ブラームスの歌曲というのは、独特の転調があるし、メロディーがちょっと風変わりなんで、歌いにくいところがある。でも、その独特な味が面白いように思う。ノーマンとパーソンのCDは、反対にクセのない音楽。本当はもっとドラマがあるようにも思うんだけど、その辺、物足りないものを感じたのも確か。Die Melodien zieht es mirは、長く記憶に残りそうないい旋律だと思う(これも歌いやすいというと、ちょっと違うのかもしれないけど)。

Mozart, Wolfgan Amadeus. Sinfonia Concertante for Violin, Viola, and Orchestra in E flat Major, K. 364 (320d). Itzhak Perlman; Pinchas Zukerman, viola; Israle Philharmonic Orchestra; Zubin Mehta, conductor. Deutsche Grammophon 415 486-2.

「音楽が分からない」というのがどういう意味を持つのか、というのは難しい哲学的な論争になりそうだけれど、私は、この《シンフォニア・コンチェルタンテ》というのは、今一つ楽しみ方が分かってない曲の一つ。古楽で聴くと、印象も変わるかな?


01.6.10.

China. Red Army Men Brave All Difficulties of the Long March: Long March Song Cycle. 紅軍不怕遠征難 中国唱片(China Record)CCD-93/296

(抗日戦争時代の)日本軍と国民軍に対する、(共産党に支えられた)紅軍の強さを高らかに歌い上げる、西洋の管弦楽と民族楽器、合唱のための組曲。4人の作曲家による共作。大陸中国の人にとってはかなり有名な作品のようだ。こういう共産党、文化大革命時代の音楽というのは、どこで買えるんだろう。これは中国の人に借りたCDだけど。歌詞カードがないので、詳しい内容は分からないが、歴史的な出来事を描写したり、特定の場所の美しさを称えるもので、ナレーターとオーケストラが交互に入り、物語的に楽しめるものだろうと考えている。

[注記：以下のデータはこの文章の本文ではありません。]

PR #1516, opened 2023-06-05
[ARCTIC-1489] The Optimizer reports the complete exception stack to AMS

### LINKED ISSUE #1489: [Improvement]: The Optimizer should report the complete exception stack to AMS
### Search before asking

When a task fails to execute, the optimizer only reported simple error message to AMS, which makes it inconvenient to troubleshoot as one needs to check the optimizer's logs.

### How should we improve?

We should report the complete exception stack to AMS.

### Subtasks

_No response_

### Code of Conduct

wangtaohz:

fix #1489 

## Brief change log

  - The Optimizer reports the complete exception stack to AMS

## How was this patch tested?

## Documentation

### DIFF
--- a/optimizer/src/main/java/com/netease/arctic/optimizer/flink/FlinkConsumer.java
+++ b/optimizer/src/main/java/com/netease/arctic/optimizer/flink/FlinkConsumer.java
@@ -55,7 +55,7 @@ public class FlinkConsumer extends RichParallelSourceFunction<TaskWrapper> {
         if (task != null) {
           sourceContext.collect(task);
         } else {
-          LOG.info("poll no task and wait for {} ms", POLL_INTERVAL);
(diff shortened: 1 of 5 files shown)


wangtaohz:
This PR should be cherry-picked to 0.3.x.

Aireed:
I suggest to add hostname to the exception like 'exception from xxxx'. In the production,  we always have a lot of optimizer,  the message can help us locate the exception from quickly.

wangtaohz:
> I suggest to add hostname to the exception like 'exception from xxxx'. In the production, we always have a lot of optimizer, the message can help us locate the exception from quickly.

It's a good suggestion, but I'm a little worried about whether the host is enough to locate where the exception exist, especially when multiple optimizer's threads are running on the same machine, so this may not be a general solution.

And also, the goal of this PR is to avoid users searching logs on the optimizer by reporting complete exception information.

wangtaohz:
> This PR should be cherry-picked to 0.3.x.

I have cherry-picked it to 0.3.x

PR #1479, opened 2023-05-26
[ARCTIC-1478][AMS] Adapting IcebergCatalogImpl: GlueCatalog

XBaith:
## Why are the changes needed?

fix #1478 

## How was this patch tested?
- [ ] Add some test cases that check the changes thoroughly including negative and positive cases if possible

- [ ] Add screenshots for manual tests if appropriate

- [x] Run test locally before making a pull request

## Documentation

  - Does this pull request introduces a new feature? (no)
  - If yes, how is the feature documented? (not documented)

PR #1530, opened 2023-06-07
[AMS] Move aws sdk dependency profile

XBaith:

Fix #1479

## How was this patch tested?

## Documentation


baiyangtx (approved):
LGTM

pom.xml
```diff
@@ -594,6 +600,49 @@
                 <hive.version>2.1.1</hive.version>
             </properties>
         </profile>
+        <profile>
+            <id>aws</id>
+            <activation>
+                <activeByDefault>false</activeByDefault>
+            </activation>
+            <dependencies>
```
baiyangtx, line 608: This should be dependencyManagement.

shidayang, line 608: This will cause all module has these dependencies

baiyangtx (changes requested):
The dependencies shoud be added to core/pom.xml and manager the version in /pom.xml via dependencyManagement.

shidayang (changes requested):

core/pom.xml
```diff
@@ -88,6 +88,11 @@
             <artifactId>iceberg-parquet</artifactId>
         </dependency>
 
+        <dependency>
```
shidayang, line 91: Remove this dependency

shidayang (changes requested):

core/pom.xml
XBaith: Don

baiyangtx (approved):

PR #1531, opened 2023-06-07
[Bug]: Unexpected data in Operations section of table details

### LINKED ISSUE #1453: [Bug]: Unexpected data in Operations section of table details
### What happened?

image
As shown in the figure, without performing any operation on the table, it can be seen that these Properties are repeatedly submitted in the Operation page, with repeated SET and UNSET operations.

### Affects Versions

0.4.x

AMS

### How to reproduce

1.Configure the following parameters on the Catalog configuration page
image
2. Create a new Arctic table, enable self-optimizing, and write data through Flink

### Relevant log output

_No response_

### Anything else

_No response_

### Code of Conduct

hameizi:
resolve #1453 

## Brief change log

When reporting properties, tracer needs to merge catalog properties.

## How was this patch tested?

## Documentation

### DIFF
--- a/core/src/main/java/com/netease/arctic/trace/AmsTableTracer.java
+++ b/core/src/main/java/com/netease/arctic/trace/AmsTableTracer.java
@@ -179,7 +179,11 @@ public class AmsTableTracer implements TableTracer {
     if (this.properties != null && Constants.INNER_TABLE_BASE.equals(innerTable)) {
       try {
         Map<String, String> catalogProperties = client.getCatalog(table.id().getCatalog()).getCatalogProperties();
-        commitMeta.setProperties(CatalogUtil.mergeCatalogPropertiesToTable(this.properties, catalogProperties));
+        if (catalogProperties != null) {
+          commitMeta.setProperties(CatalogUtil.mergeCatalogPropertiesToTable(this.properties, catalogProperties));
+        } else {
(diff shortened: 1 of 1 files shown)


core/src/main/java/com/netease/arctic/trace/AmsTableTracer.java
```diff
@@ -175,8 +177,13 @@ public void commit() {
       update = true;
     }
     if (this.properties != null && Constants.INNER_TABLE_BASE.equals(innerTable)) {
-      commitMeta.setProperties(this.properties);
-      update = true;
+      try {
+        Map<String, String> catalogProperties = client.getCatalog(table.id().getCatalog()).getCatalogProperties();
+        commitMeta.setProperties(CatalogUtil.mergeCatalogPropertiesToTable(this.properties, catalogProperties));
```
Aireed, line 182: mergeCatalogPropertiesToTable may throw NPE  for catalogProperties may be null .

Aireed (changes requested):

core/src/main/java/com/netease/arctic/trace/AmsTableTracer.java
hameizi: fixed

Aireed (approved):
LGTM

PR #1540, opened 2023-06-08
[ARCTIC-1539][AMS] Make the `updateConfigInternal` method always execute

### LINKED ISSUE #1539: [Bug]: Table refresh not get newly config
### What happened?

A table with optimization disabled via `'self-optimizing.enabled'='false'` did not trigger the optimizer after resetting `'self-optimizing.enabled'='true'`

### Affects Versions

master

AMS

### How to reproduce

1. Start AMS
2. Via `ALTER TABLE` set `'self-optimizing.enabled'='false'`
3. Set `'self-optimizing.enabled'='true'` after the table have a new snapshot

### Relevant log output

_No response_

### Anything else

_No response_

### Code of Conduct

zhongqishang:
Fix #1539 

## Brief change log

  - *Make the `updateConfigInternal` method always execute*
  - *Optimize `updateConfigInternal` logic*

## How was this patch tested?

## Documentation


ams/server/src/main/java/com/netease/arctic/server/table/TableRuntime.java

うちの大学には、中国音楽をやる先生はいないけれど、こういう時代の中国音楽って、やっぱり知っておく必要があるんじゃないかなあ。ま、もっとも日本音楽だって伝統音楽中心なんだけど。(05.9.8. 訂正)


01.6.14.

昨日は、法学部の図書館に行って、ラジオの法律関係の調査をする。アメリカ政府の、ラジオに対する考え方を探るためだ。まさに国民的レベルにまで発展した当時のネットワーク放送網だが、一方で、それらすべてが民間放送であるところが、アメリカらしいところである(後に公共放送はできたが)。いわゆる「検閲」にはしないと明言する一方、ラジオの公共性を考えろというような文言もあり、間接的に内容に踏み込むことができるようにも見える。微妙なところだ。当時流行していたジャズの放送に影響したのは、間違いのないところだろう。

そして今日は、ニューヨーク州立大学図書館から電子メールが届く。ついにフィリップ・ジェームズの《放送局WGBZX》の楽譜が入手できるかもしれない。1932年、NBCによって行われたラジオのための作品コンクールで第1位を取った作品で、当時の額で5000ドルもの賞金が出たというシロモノ。一方では、後の雑誌記事を読んでいると、とんだお笑い草にもなっているともいう。はたしてどういう作品なのか、楽しみだ。

日本の方では、久しぶりに新聞記事を書くことになった。今自分がやっている論文の主題と、現在のアメリカの作曲界を絡めた内容だ。しかし、雑誌とは違い、時事性、社会性、シャープな文体が求められるので、新鮮な気持ちであった。いやいや、面白くなってきましたね〜。


01.6.24.

新聞記事の方は、タイムリーな話題をもっと盛り込んだものがいいとのことで、書き直すこととした。しかし、月一度の連載になる可能性もあり、忙しくなりそうだ。